Connection to our destiny task
It is important to connect to our destiny task. That task can be elusive and difficult to see at times, but once we connect to it, meaning floods into our whole life and we understand the difficulties and successes of our work in the world.
When I look into my search for what I wanted to do and work with in the world, I realise a clear path. Clear now when I am on the brink of my 70th birthday, but very unclear for quite a while. I see how I studied law to heal an injustice and lack of balance in my country, which had been for almost 20 years in the throes of a military dictatorship where safety was precarious and truth was hidden. I could not realise my task in the political reality I lived in so I became a Primary teacher. When I look back to those first years teaching children I understand two things:
I did not have the resources then to teach young children -the most noble undertaking in teaching; I only became able to teach very young children years later, within the framework of a very therapeutic education devised by Rudolf Steiner, then I thrived as an early years teacher.

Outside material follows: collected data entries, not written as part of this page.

PR #12690, opened 2026-07-10
fix(entity-manager): default invalidWhereValuesBehavior to throw on the write path

naorpeled:
Closes #12578. 

## Problem

`invalidWhereValuesBehavior`'s documented default is **throw**, and the read/find path already honours it — `SelectQueryBuilder.buildWhere` resolves each sub-option with `?? "throw"`. The **write path** did not: `OrmUtils.normalizeWhereCriteria` short-circuited with `if (!options) return criteria` when the option was unset, so `update` / `delete` / `softDelete` / `restore` with a plain-object criteria containing `null`/`undefined` ran silently (`col = NULL`) instead of throwing. That's the bug reported in #12578 (repro: https://github.com/samkessaram/typeorm-undefined-where-bug).

## Change

Default the options inside `normalizeWhereCriteria` (`options ??= {}`), so the existing per-key `options?.null ?? "throw"` / `?.undefined ?? "throw"` fallbacks apply. The write path now matches the read path:

- plain object `{ text: null }` / `{ text: undefined }` → **throws** by default
- array (OR) `[{ text: null }, { id: 1 }]` → **throws** by default
- nested plain `{ category: { name: null } }` → **throws** by default
- entity instances / `FindOperator` / `Date` / `Buffer` / primitives → **pass through** unchanged (the `isPlainObject` guard from #12629 runs before the key loop) — so `delete(entityInstance)` and the tree-repository soft-delete paths are unaffected
- configured `ignore` / `sql-null` → unchanged

No read-path change (already correct); the #12629 empty-criteria (`WHERE 1=1`) guards stay.

## Notes

- This is intended for **v1 / master** only. The legacy `v0` line keeps the lenient write default (it carries only #12629's empty-criteria fix).
- Deep validation of entity-instance criteria (defaulting entity nulls to `ignore` / strip) needs entity metadata and is intentionally left as a follow-up.

## Tests

- **Functional** — new `invalidWhereValuesBehavior default (unconfigured)` block: `delete`/`update`/`softDelete` throw on null/undefined by default; array-criteria null throws; entity-instance passthrough (no throw, deletes its row); read/write parity (`findBy` also throws).
- **Unit** — `normalizeWhereCriteria` now throws by default with no options (and with empty `{}` options); entity/`Date`/`Uint8Array`/primitive passthrough retained.
- Full suite audited locally on better-sqlite3 (persistence, query-builder, repository, tree-tables, relations/cascades/transaction/columns/embedded) — no pre-existing unconfigured plain-object null/undefined write relied on the old silent behaviour.

### DIFF
--- a/src/data-source/BaseDataSourceOptions.ts
+++ b/src/data-source/BaseDataSourceOptions.ts
@@ -219,7 +219,8 @@ export interface BaseDataSourceOptions {
     readonly isolateWhereStatements?: boolean
 
     /**
-     * Controls how null and undefined values are handled in find operations.
+     * Controls how null/undefined values in where criteria are handled by find
+     * and write methods (update/delete/softDelete/restore). Defaults to "throw".
      */
     readonly invalidWhereValuesBehavior?: InvalidFindOptionsWhereBehavior
 }
--- a/src/util/OrmUtils.ts
+++ b/src/util/OrmUtils.ts
@@ -656,10 +656,12 @@ export class OrmUtils {
     /**
      * Applies invalidWhereValuesBehavior to a plain-object where criteria: for
      * each own key a null/undefined value is thrown on, skipped, or converted
-     * to IsNull() per the configured behavior. Only plain FindOptionsWhere
-     * objects are normalized; anything else (entity/class instances,
-     * FindOperators, arrays, Date, Buffer, primitives) — and the criteria when
-     * no behavior is configured — is returned untouched.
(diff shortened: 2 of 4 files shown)


smith-xyz (approved):
lgtm! 

one thing to maybe note is that increment/decrement might bypass this error? Not sure if that was pre-existing or needs adjusted here

alumni (approved):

As I became a good teacher to children aged 10/11 years old my teaching was always imbued with creativity and healing.
What prompted me to write about that special connection to our destiny was a visit to Greece.
My first trip to Greece was the realisation of a childhood dream as, since I read as a child of 9 or 10 about the 10 works of Heracles, my life has been inhabited by the imagery of greek mythology.

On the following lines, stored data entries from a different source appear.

PR #12691, opened 2026-07-10
feat: add bun-sqlite driver (bun built-in sqlite module)

### LINKED ISSUE #11236: How can support bun native sqlite drive?
### Feature Description

I want to use bun [sqlite](https://bun.sh/docs/api/sqlite)

### The Solution

eg
```ts
    type: "bun-sqlite",
    database: "sqlite.db",
})
```

### Considered Alternatives

use sqlite or better-sqlite, but build as docker alpine image with bun cannot work.

### Additional Context

_No response_

- [ ] aurora-mysql
- [ ] aurora-postgres
- [X] better-sqlite3
- [ ] cockroachdb
- [ ] cordova
- [ ] expo
- [ ] mongodb
- [ ] mysql
- [ ] nativescript
- [ ] oracle
- [ ] postgres
- [ ] react-native
- [ ] sap
- [ ] spanner
- [X] sqlite
- [ ] sqlite-abstract
- [ ] sqljs
- [ ] sqlserver

trashhead:
### Description of change

Adds a new `bun-sqlite` driver that uses Bun's built-in `bun:sqlite` module.

**Why this is needed**

The existing `better-sqlite3` driver requires compiling a native Node.js addon (`better_sqlite3.node`), which fails in environments without build tools (MSVC on Windows, `node-gyp` on Linux/macOS). The Bun runtime ships SQLite as a first-class built-in — no native compilation, no extra dependencies.

**What was added**

- BunSqliteDriver.ts — driver extending `AbstractSqliteDriver`
- BunSqliteQueryRunner.ts — query runner extending `AbstractSqliteQueryRunner`
- BunSqliteDataSourceOptions.ts — `type: "bun-sqlite"` options type
- DriverFactory.ts — registered the new driver
- DriverUtils.ts — added `"bun-sqlite"` to `isSQLiteFamily()` (required so TypeORM uses `NULL` instead of unsupported `DEFAULT` in SQLite INSERT statements)
- DatabaseType.ts — added `"bun-sqlite"` to the union
- DataSourceOptions.ts — added `BunSqliteDataSourceOptions` to the union
- PlatformTools.ts — added `"bun:sqlite"` case to `load()`
- ormconfig.sample.json — added `bun-sqlite` entry with `skip: true` (opt-in; requires Bun runtime)
- DEVELOPER.md — added instructions for running `bun-sqlite` tests

**Key implementation differences from `better-sqlite3`**

| better-sqlite3 | bun:sqlite |
|---|---|
| `stmt.reader` | `stmt.columnNames.length > 0` |
| `db.pragma("key = val")` | `db.prepare("PRAGMA key = val").run()` |
| `db.pragma("key")` → array | `db.prepare("PRAGMA key").all()` |

**How it was verified**

51 tests passing under the Bun runtime, covering: WAL mode, column types, generated columns, views, UUID generation, JSON/JSONB, transactions, query builder, schema builder, SQL tags, bulk saves, and more. See DEVELOPER.md for how to run them.

### Pull-Request Checklist

- [x] This pull request links a relevant issue using a closing keyword: Fixes #11236
- [x] There are new or updated tests validating the change (`test/functional/driver/bun-sqlite/*.test.ts`)
- [x] Documentation has been updated to reflect this change (DEVELOPER.md)


trashhead:
Not sure why qodo still references old code.
How do I trigger a new review?

trashhead:
@qodo-free-for-open-source-projects review

package.json
```diff
@@ -51,6 +51,7 @@
     "./browser/connection/options-reader/ConnectionOptionsYmlReader.js": "./browser/platform/BrowserConnectionOptionsReaderDummy.js",
     "./browser/driver/aurora-data-api/AuroraDataApiDriver.js": "./browser/platform/BrowserDisabledDriversDummy.js",
```
smith-xyz, line 52: do we need a bunsqlite entry on BrowserDisabledDriversDummy.template?

src/driver/bun-sqlite/BunSqliteQueryRunner.ts
```diff
@@ -0,0 +1,222 @@
...
+
+        try {
+            const result = new QueryResult()
+
+            // bun:sqlite has no stmt.reader — use columnNames as indicator instead.
+            if (stmt.columnNames.length > 0) {
+                const raw = stmt
+                    .all(...normalizedParameters)
+                    .map((row: Record<string, unknown>) =>
+                        Object.fromEntries(
```
smith-xyz, line 125: isn't a stopper but this probably carries overhead on blob queries, not sure if we can do something like this to just skip when no blobs: 

```ts
const raw = stmt.all(...normalizedParameters)
if (raw.length > 0) {
    const blobKeys = Object.keys(raw[0]).filter(
        (k) => raw[0][k] instanceof Uint8Array,
    )
    if (blobKeys.length > 0) {
        for (const row of raw) {
            for (const k of blobKeys) {
                if (row[k] instanceof Uint8Array) {
                    (row as any)[k] = Buffer.from(row[k] as Uint8Array)
                }
            }
        }
    }
}
```

src/driver/bun-sqlite/BunSqliteDriver.ts
```diff
@@ -0,0 +1,202 @@
...
+     */
+    protected async attachDatabases() {
+        for (const { attachHandle, attachFilepathAbsolute } of Object.values(
+            this.attachedDatabases,
+        )) {
+            await this.createDatabaseDirectory(
+                path.dirname(attachFilepathAbsolute),
+            )
+            await this.dataSource.query(
+                `ATTACH "${attachFilepathAbsolute}" AS "${attachHandle}"`,
```
smith-xyz, line 189: we probably need to safe guard this better from sqli - not a blocker, you're matching what better sqlite3 already does

test/utils/test-setup.ts
```diff
@@ -2,13 +2,13 @@ import "chai/register-should"
 import "source-map-support/register"
 import "reflect-metadata"
 
-import chai from "chai"
+import { should, use } from "chai"
```
smith-xyz, line 5: is this for Bun compatibility?

trashhead: Yes.
When running TypeORM's test suite with Bun as the JavaScript runtime, using a default import of chai causes a runtime crash:

TypeScript compiles import chai from "chai" into const chai_1 = require("chai") and then accesses chai_1.default. In Node.js this works because its CJS interop sets .default to the module exports. Bun's CJS interop does not — chai_1.default is undefined, so calling [chai_1.default.should()] throws immediately before any tests run:
TypeError: undefined is not an object (evaluating 'chai_1.default.should')]

The fix is to use named imports instead

src/driver/bun-sqlite/BunSqliteQueryRunner.ts
trashhead: Optimized blob detections

package.json
trashhead: Implemented

michaelbromley:

```
git fetch origin
```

We decided to stay in the Peloponnese, the peninsula between the Ionian Sea and the Aegean Sea forming the southern part of the mainland of Greece. A part of Greece full of the ancient sites of my imagination. At first I wanted to see everything and go everywhere. My overwhelming feelings of belonging to the ancient culture of that sunny place leaving me disoriented with longing. I did not go everywhere in the Peloponnese. I did not have the time and also I could not honour that experience by rushing it.
I visited Athens for three days and spent the other four days in the second ‘leg’ of the peninsula, visiting Mycenae, Nemea, Epidaurus, and ancient Corinth. It was in Epidaurus that I met my present, buried deep in the ruins of an ancient important healing centre, considered the cradle of medicinal arts. This place was dedicated to Asclepius the god of medicine and healing. What impressed me was the wholistic nature of healing in ancient Greece where all our lower senses were considered, Movement, Sense of life, Balance and Touch. They had a gymnasium for exercise, a restaurant offering different diets according to individual healing needs, baths and water treatments to purify the body, and sleep, induced by a priest. During sleep the god Asclepius would come to the patient, touch him and heal him. Finally they had a theatre, still there and astonishingly preserved, almost intact. Theatre would provide the healing through catharsis, and the healing sound of poetry ( Speech).
I spent a long time sitting at the amphitheatre and experiencing the powers of that ancient sacred place of healing. In that place I realised that what connects all my work in the world is healing and creativity.
I thank Asclepius for having led me there and also here to my present, where healing and salutogenesis is always present in my daily work and form the thread that goes from my attempt at being a lawyer to my work as a biography worker, counsellor and psychotherapist.